Perto do final do filme, na última conversa em um bar com uma das atrizes que foram utilizadas para o seu projeto, François, espécie de antagonista do Archibaldo de Buñuel, revelar-se-á ainda obstinadamente alheio às conseqüências das ações das quais foi instigador e cúmplice, convencido ainda de que por não ter sido o partícipe direto dos acontecimentos se manteria sempre seguro, à margem... Não é porventura esse um dos grandes propósitos do cinema, pensaria? Não se admira o controle quando os corações batem mais forte do que nunca?
Nesses orgasmos femininos que tentou apreender - mais do que filmar, e várias vezes utilizou mecanicamente ou desprezou o instrumento para registrá-los, a câmera - borbulhava aos borbotões o sangue, e não apenas a intimidade situava-se na intempérie como também o acúmulo de sentimentos interconectados carnalmente que todos somos, um desdobramento perante o qual ele aprenderá demasiado tarde que não se pode permanecer impassível.
Para essa busca de algo, denominado habitualmente em sua obra como “graça”, aqui circunscrito ao rosto das garotas ao alcançarem o clímax, Brisseau apresenta o seu protagonista como alguém mais ou menos equilibrado, fundamentalmente curioso, sem transtornos (nem mentais nem sexuais), aproximando-o em definitivo o mais próximo possível de si mesmo e da maioria dos possíveis espectadores. Desta maneira, forçados a não nos apropriarmos de fantasias, ou protegidos pelo que nos separa do ponto de vista habitual (o de pervertidos, assassinos e demais), devemos observar os desvios, as estranhezas e as conseqüências que decorrem no filme, sem distância, como feridas abertas, sem que seja possível nos instalarmos na comodidade da inocência voyeur.
Como sempre no cinema de Brisseau, trata-se de um convite para se compartilhar uma aventura rumo ao conhecimento, não importando o que outros disseram ou sentiram, nem seus manuais nem seus mapas.
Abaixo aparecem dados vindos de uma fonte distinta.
PR #2810, opened 2026-03-17
feat(gdn): add padding index guard for bf16 decode kernel

kaixih:
Clamp negative slot indices to 0 before passing to the bf16 fast-path kernel to prevent out-of-bounds memory access when padding indices (-1) are present in initial_state_indices.

## 🚀 Pull Request Checklist

### ✅ Pre-commit Checks

## 🧪 Tests

## Summary by CodeRabbit

* **Bug Fixes**
  * Prevented negative batch indices during decoding to avoid invalid indexing, improving stability and correctness of initial-state handling in batch inference.

* **Tests**
  * Added new bf16 padding-indices test to validate handling of mixed padding and valid indices and related state updates.
  * Marked numerous tests as temporarily skipped due to CI failures to gate unstable coverage.

### DIFF
--- a/tests/gdn/test_decode_delta_rule.py
+++ b/tests/gdn/test_decode_delta_rule.py
@@ -23,7 +23,6 @@ import random
 import torch
 import pytest
 
-pytestmark = pytest.mark.skip(reason="Temporarily skipped due to CI failures.")
 
 try:
     from .reference_delta_rule import decode_delta_rule, verify_delta_rule
@@ -203,6 +202,7 @@ def _test_decode_kernel_pretranspose(
     "num_q_heads, num_k_heads, num_v_heads",
     [(16, 16, 32)],
 )
+@pytest.mark.skip(reason="Temporarily skipped due to CI failures.")
 @pytest.mark.parametrize("batch_size", [1, 2, 4, 8, 16, 32, 64, 128, 256, 512])
 @pytest.mark.parametrize("dtype", ["bfloat16"])
 def test_decode_kernel_basic_pretranspose(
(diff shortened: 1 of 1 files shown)


kaixih:
This resolves the issue: https://github.com/sgl-project/sglang/issues/20791

@zihaoye PTAL

flashinfer/gdn_kernels/gdn_decode_bf16_state.py
```diff
@@ -1994,6 +1994,7 @@ def gated_delta_rule(
     else:
         h_slot_indices = initial_state_indices
 
+    h_slot_indices = h_slot_indices.clamp(min=0)  # guard -1 padding
```
yzh119: Can we use inplace update: https://docs.pytorch.org/docs/stable/generated/torch.Tensor.clamp_.html

kaixih: I feel the out-of-place clamp (current state) is safer. After the call, if the user inspects their initial_state_indices (aliased as h_slot_indices here) tensor, the padding markers are gone, ie. silently corrupted. This would break any logic that relies on those -1s after the decode step (e.g. a loop that checks which slots are padding).

Ideally, we should have change the inside of the kernel to avoid loading when idx < 0. I don't have time to test that now.

kaixih: it is actually easier to change. I modified the kernel and let it to use 0 if the index is negative. PTAL.

kaixih:
Redirect negative pool_batch_idx to slot 0 (null buffer) inside all 3 bf16 decode kernel variants to prevent OOB memory access on padding indices. Also adds a unittest and enables it in CI by replacing the stale module-level skip with per-test skips.

tests/gdn/test_decode_delta_rule.py
```diff
@@ -203,6 +202,7 @@ def _test_decode_kernel_pretranspose(
     "num_q_heads, num_k_heads, num_v_heads",
     [(16, 16, 32)],
 )
+@pytest.mark.skip(reason="Temporarily skipped due to CI failures.")
```
yzh119, line 205: Do we still need this? cc @bkryu (seems it was first introduced in https://github.com/flashinfer-ai/flashinfer/pull/2600).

Assim, com toda a naturalidade, volta a aparecer mais uma vez esse elemento tão inerente ao seu cinema que é a intromissão na narrativa de um contrapeso sobrenatural, onírico - talvez mais “inferior” que “superior”, subconsciente e compreensível como não-terreno -, que tão esplendorosos resultados havia produzido especialmente em suas obras-primas, Céline e Os Indigentes do Bom Deus, encarnados aqui duplamente em uma familiar de François (fonte distante de carinho rememorado, ansiado) e em dois anjos caídos.
O que sugerem, o que advertem, suas respectivas “missões”, constitui a única reconsideração que o filme contém, o único acréscimo no plano moral por Brisseau a uma tentativa (nem um contra-ataque nem um exorcismo) de leiloar o que lhe resta de reputação, convencido, um pouco ingenuamente, de que encontrará um número suficiente de “compradores” inteligentes.
O detalhe, definitivamente sério - não como vários jocosos do início, e que adquire ainda mais valor pelos pontos em que se situa -, de que as duas garotas-anjos se acariciam as mãos como faziam as atrizes, corolário à cena do espancamento brutal que deixou François paralítico, é o momento máximo de rebeldia do filme e um dos clássicos interstícios do cinema de Brisseau, pródigo nesses “contágios” fugazes entre planos distintos de significação, cada um mais orgulhoso e obstinado.
E falando em correspondências, e de Os Anjos Exterminadores, é de uma mescla concreta das personagens de Virginie (Virginie Legeay) e Stéphanie (Marie Allan) que nasce provavelmente a que interpreta a primeira no seu recente A Garota de Lugar Nenhum, que é uma primeira recapitulação para o Brisseau “ancião”, esse que vinha se anunciando desde o sublime À Aventura de 2008. O tempo da ação passou[1].
Nota:
[1] Referência às frases célebres que iniciam O Pequeno Soldado, filme de Jean-Luc Godard de 1963: “O tempo da ação passou, agora começa o tempo da reflexão. Estou envelhecendo.” (n.d.t.).